Approximately 90% of EMD mutations result in the complete absence of protein by immunohistochemical staining. This has led some to propose that the details of individual mutations are irrelevant because the disease mechanism is likely to be similar for all mutations that is, genotype–phenotype correlations are not important in X-EDMD. The few mutations allowing modified emerin protein expression yield emerin protein that is expressed in reduced amounts, which are frequently mislocalised.23, 24, 28, 30, 33, 34 The majority of patients with residual emerin expression display clinical phenotypes indistinguishable from their null counterparts. However, it may be presumptuous to presume that there is no discernable genotype–phenotype correlation, as EMD mutations are so rare, that clinical data collection on EDMD patients is often incomplete because any one clinic sees so few patients.

Our EDMD patient cohort included three patients who were clinically misdiagnosed before genetic testing: two with FSHD (patients 2521 and 6784) and one with Becker muscular dystrophy (patient AT). Again this is consistent with the difficulty of distinguishing EDMD from overlapping phenotypes in the absence of genetic testing.5 This overlapping phenomenon may also explain the clinical heterogeneity of the condition. Indeed, patient AT who was misdiagnosed with Becker muscular dystrophy due to an early age of onset of both the myopathy (18 months) and cardiomyopathy (11 years), may have been an example of a severe form of X-EDMD. Alternatively, his clinical severity may result from digenic inheritance, which has been previously reported in EDMD patients.35 EDMD patient 6784 first presented with facial weakness, consistent with a diagnosis of FSHD. Facial weakness is not normally observed at EDMD disease onset, but can develop subsequently.36 Consistent with digenic inheritance in this patient, an FSHD diagnostic D4Z4 contraction at 4q35 was found.
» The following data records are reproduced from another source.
Issue #2349, opened 2022-09-05
Change `useKeyboardOnlyFocus` composable to `:focus-visible` CSS selector


aluarius:
It makes the same but in more native and easy way.

- [x] Integrate to devel branch.
- [x] Delete composable from 1.5.0 branch.

PR #2394, opened 2022-09-13
[#2349] Keyboard-only focus-outline composable changed to CSS selector

aluarius:
Closes: #2349 

## Description
Changes keyboard-only focus style state from composable to native CSS selector.

## Types of changes


packages/ui/src/styles/resources/_mixins.scss
```diff
@@ -200,8 +200,8 @@
   outline-offset: $offset;
 }
 
-@mixin keyboard-focus($radius: 2px, $width: 2px, $offset: null, $style: solid) {
-  &--keyboard-focus {
+@mixin keyboard-focus-outline($radius: 2px, $width: 2px, $offset: null, $style: solid) {
```
RVitaly1978, line 203: Maybe having the default `$radius` equal to `'inherit'` is more convenient?

RVitaly1978 (approved):

Issue #2403, opened 2022-09-18
Vitest doesn't work with vuestic ui


asvae:
**Vuestic-ui version:** 1.4.10

Here's repo with repro
https://github.com/asvae/my-vue-app-tmp2

There are 2 things that go wrong:

### 1.4.6 and prior:

```
[Vue warn]: injection "Symbol(GLOBAL_CONFIG)" not found.
  at <VaButton>
  at <VueExample ref="VTU_COMPONENT" >
  at <VTUROOT>
```

Injection is missing for some reason. I tried different ways to provide config, nothing worked. I tested vue-test-utils provide/inject - it worked fine.

### 1.4.7 and later:

createVuestic is undefined

Which breaks everything

---

So I would recommend to go in this order:
* Figure out why createVuestic is undefined (we can do that by comparing with <=1.4.6 bundle) and fix it.
* Then work on fixing injects.
----

Worth noting that `dev` version of vite works just fine, it's just vitest that doesn't work.

PR #2409, opened 2022-09-19
Fix/test utils

m0ksem:
closes https://github.com/epicmaxco/vuestic-ui/issues/2403

Missed injection cause cuz plugin was not registered, because it was undefined.


asvae (approved):
Thanks for effort!

PR #2418, opened 2022-09-20
refactor search to use vue-router

Azgiliat:
## Types of changes


packages/docs/src/components/header/components/algolia-search/AlgoliaSearch.vue
```diff
@@ -2,34 +2,53 @@
...
+            event.preventDefault()
+            router.push({
+              path: hit.url.replace(/^https.*\/[a-z]{2}\//, `/${locale.value}/`),
+            })
+          },
+          children,
+        },
+        __v: null,
+      }
+    },
```
m0ksem, line 41: You can get rid of ref and key, group contructor and __v. 

```suggestion
    // absolutely kekw but docsearch is based on React, so we simulate React.createElement()
    // @ts-ignore
    hitComponent ({ hit, children }) {
      const url = new URL(hit.url)

      url.hostname = window.location.hostname

      return {
        type: 'a',
        props: {
          href: url,
          target: '_blank',
          onClick: (event: MouseEvent) => {
            event.preventDefault()
            router.push({
              path: hit.url.replace(/^https.*\/[a-z]{2}\//, `/${locale.value}/`),
            })
          },
          children,
        },
        // Need to create empty contructor and __v as null.
        __v: null,
        constructor: undefined,
      }
```

packages/docs/src/components/header/components/algolia-search/AlgoliaSearch.vue
```diff
@@ -2,34 +2,53 @@
...
+        constructor: undefined,
+        key: undefined,
+        props: {
+          href: hit.url,
+          target: '_blank',
+          onClick: (event: MouseEvent) => {
+            event.preventDefault()
+            router.push({
+              path: hit.url.replace(/^https.*\/[a-z]{2}\//, `/${locale.value}/`),
+            })
```
m0ksem, line 35: This repeated router.push can be moved to method. Name of method can give as a hit what a `/^https.*\/[a-z]{2}\//` does.

m0ksem (approved):

PR #2421, opened 2022-09-20
Fix tests and refactor colors case notation

rustem-nasyrov:
## Description
Fixed tests, did a little refactoring.

image

## Types of changes

### DIFF
--- a/packages/docs/src/config/theme-config.ts
+++ b/packages/docs/src/config/theme-config.ts
@@ -12,43 +12,43 @@ export const ThemeNameIterator = [
 
 export const COLOR_THEMES: Record<ThemeName, Record<string, string>> = {
   [ThemeName.DEFAULT]: {
-    primary: '#2550C0',
-    secondary: '#767C88',
-    success: '#40E583',
-    info: '#2C82E0',
-    danger: '#DE1041',
-    warning: '#FFAC0A',
+    primary: '#2550c0',
+    secondary: '#767c88',
+    success: '#40e583',
+    info: '#2c82e0',
+    danger: '#de1041',
+    warning: '#ffac0a',
 
-    backgroundPrimary: '#FFFFFF',
-    backgroundTertiary: '#FFFFFF',
-    backgroundSecondary: '#F4F8FA',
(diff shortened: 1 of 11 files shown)


packages/ui/src/composables/useColors.ts
```diff
@@ -88,6 +88,10 @@ export const useColors = () => {
       return prop
     }
 
+    if (isCSSVariable(prop)) {
```
aluarius, line 91: Why not:

image

Or it wa changed before?

aluarius (approved):

packages/ui/src/composables/useColors.ts
aluarius: It's wrong test condition, not composables. 

was: [['var(--va-primary)', undefined, false], '#2C82E0'],
now: [['var(--va-info)', undefined, false], 'var(--va-info)'],

It shouldn't return variable but hex.

packages/docs/src/config/theme-config.ts
```diff
@@ -14,29 +14,29 @@ export const COLOR_THEMES: Record<ThemeName, Record<string, string>> = {
...
     primary: '#2550C0',
     secondary: '#767C88',
-    success: '#40e583',
-    info: '#2c82e0',
+    success: '#40E583',
+    info: '#2C82E0',
     danger: '#DE1041',
     warning: '#FFAC0A',
 
-    backgroundPrimary: '#ffffff',
```
asvae, line 22: Can't we use lowercase colors?

In all other places it's lowercase

m0ksem:
```ts
{
 danger: '#f0f',
 'background-primary': '#fff
}
```

It doesn't look too nice. BTW, it is not case-sensitive.

aluarius (approved):

packages/docs/src/config/theme-config.ts
asvae: @m0ksem meant hexes 😄, so `#ffac0a` instead of `#FFAC0A`.

Issue #2420, opened 2022-09-20
VaDatePicker shouldn't have yellow outline on hover


asvae:
**Vuestic-ui version:** 1.4.11

<img width="356" alt="image" src="https://user-images.githubusercontent.com/5394573/191277072-38c35943-a9e0-4e0a-97b7-984fd1db422a.png">

r-Dev03:
@asvae can I take on this issue?

vrindavan:
This file?
https://github.com/epicmaxco/vuestic-ui/blob/develop/packages/ui/src/components/va-date-picker/components/VaDatePickerCell.vue

VBoudreau55:
Can I be assigned to this issue, I think it would be a great first issue for me

rustem-nasyrov:
> This file? [VaDatePickerCell.vue](https://github.com/epicmaxco/vuestic-ui/blob/develop/packages/ui/src/components/va-date-picker/components/VaDatePickerCell.vue)

Yeah, this file.

rustem-nasyrov:
> @r-Dev03, @vrindavan, @VBoudreau55 hi! Of course you can assign yourselves, but before you start, please read the [contribution guide](https://vuestic.dev/en/contribution/guide). :)

My bad, I'll assign someone.

aluarius:
Closed via https://github.com/epicmaxco/vuestic-ui/pull/2422

PR #2422, opened 2022-09-20
[#2420] Removed outline on datepicker

VBoudreau55:
## Description
Removed the @include focus-outline; line to remove outline when the element is focused

## Types of changes


aluarius:
@m0ksem we want to remove it at all, or change to keyboard-only?

PR #2425, opened 2022-09-21
`VaButton` background color state should rely on CSS, no on JS

aluarius:
## Description
`VaButton` background state colors now relies on CSS, not JS. Related minor fixes.

## Types of changes


m0ksem (approved):
Idk, plain button looks good for me, but too sharp. How about transition?

Found a few bugs:

Strange reaction
firefox_KqFB2qsngy

No reaction
firefox_CZNhbPSorI

aluarius:
> No reaction

Plain preset -> only text is affected by focus-press -> there're no text. No bug, but bad example, will remove it.

> Strange reaction

Just an extremal opacity hover state was set here, will change example.

Issue #2419, opened 2022-09-20
Flashbang effect on docs


asvae:
**Vuestic-ui version:** 1.4.11

<img width="1509" alt="image" src="https://user-images.githubusercontent.com/5394573/191276339-59600d06-80ae-40b9-a049-0fd5704241e2.png">

When you open docs on dark theme - it shows you white screen briefly, then goes to dark mode. That hurts.
Ideally there shouldn't be any brightness transition.

m0ksem:
This is caused because of SPA. We're not able to make page dark before SPA is loaded. There will be a dark or white flash bang in any case. We might make some hacks here, but let's discuss it before.

PR #2428, opened 2022-09-21
Fix/dark theme flashbang

m0ksem:
closes https://github.com/epicmaxco/vuestic-ui/issues/2419

Optimized only for production. Idk how to fix this in SPA... We need to wait until all js loaded and parsed and then bg can be changed.

### DIFF
--- a/packages/docs/src/components/header/Header.vue
+++ b/packages/docs/src/components/header/Header.vue
@@ -104,7 +104,6 @@ export default class Header extends mixins(PropsMixin) {
 
 <style lang="scss" scoped>
   @import "~vuestic-ui/src/styles/resources";
-  @import "~vuestic-ui/src/styles/global";
 
   .header {
     width: 100%;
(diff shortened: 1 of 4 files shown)


asvae:
@m0ksem can you check this? https://caniuse.com/prefers-color-scheme

m0ksem:
> @m0ksem can you check this? https://caniuse.com/prefers-color-scheme

I could hardcode colors for docs, but it is not solution for vuestic-ui. User must hardcode it too. 

Flash caused because body has white BG until we register CSS variables. Unfortunately, we need to wait for all components to be registered and then CSS variables can be rendered in DOM.

I thought about running CSS variables update before registering components. Registering components takes 90% of all rendering time.

m0ksem:
Require https://github.com/epicmaxco/vuestic-ui/pull/2438 to be merged before.

asvae:
Can't we just hack a small script into docs `index.html`'s head?

m0ksem:
> Can't we just hack a small script into docs `index.html`'s head?

Might be fixable after https://github.com/epicmaxco/vuestic-ui/issues/2623

m0ksem:
Hope to fix this in nuxt later.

The unusually high frequency of mutations within exon 2 suggests that either this region of the gene has properties that make it at risk for acquiring mutations or that mutations in this region carry a high risk of generating the EDMD phenotype. An inherent instability such as a tendency towards unequal crossing-over, or chemical predisposition to single nucleotide substitutions may occur at a higher level than average in exon 2 than in the other exons.37 It is also the most GC-rich exon in emerin: 60% constitutes G+C bases, with 80% of the GC bases occurring between c.128-c.173, which is half of the exon. GC-rich regions will on average contain more hypermutable methylated CpG dinculeotides than GC-poor regions, which may contribute to exon 2 being a mutational hot spot.38 Finally, it is interesting to note that two independent groups have reported the existence of emerin transcripts lacking exon 2; GenBank EAW7274339 and GenBank CAI43229.1 (direct sequence submission by P. Heath at Wellcome Trust Sanger Institute, 2009). The functional significance of this second emerin transcript remains to be explored.